## Goal of the exercise
The exercise calls for every entry that follows to be repeated exactly.

## Study material
PR #958, opened 2025-01-03
feat: allow users to invite other users

itayd:
- add status field to user, which one of the values is INVITED
- allow users to create INVITED users only
- a user can accept the invitation by logging in


proto/autokitteh/users/v1/user.proto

## Solution to this exercise
PR #958, opened 2025-01-03
feat: allow users to invite other users

itayd:
- add status field to user, which one of the values is INVITED
- allow users to create INVITED users only
- a user can accept the invitation by logging in


proto/autokitteh/users/v1/user.proto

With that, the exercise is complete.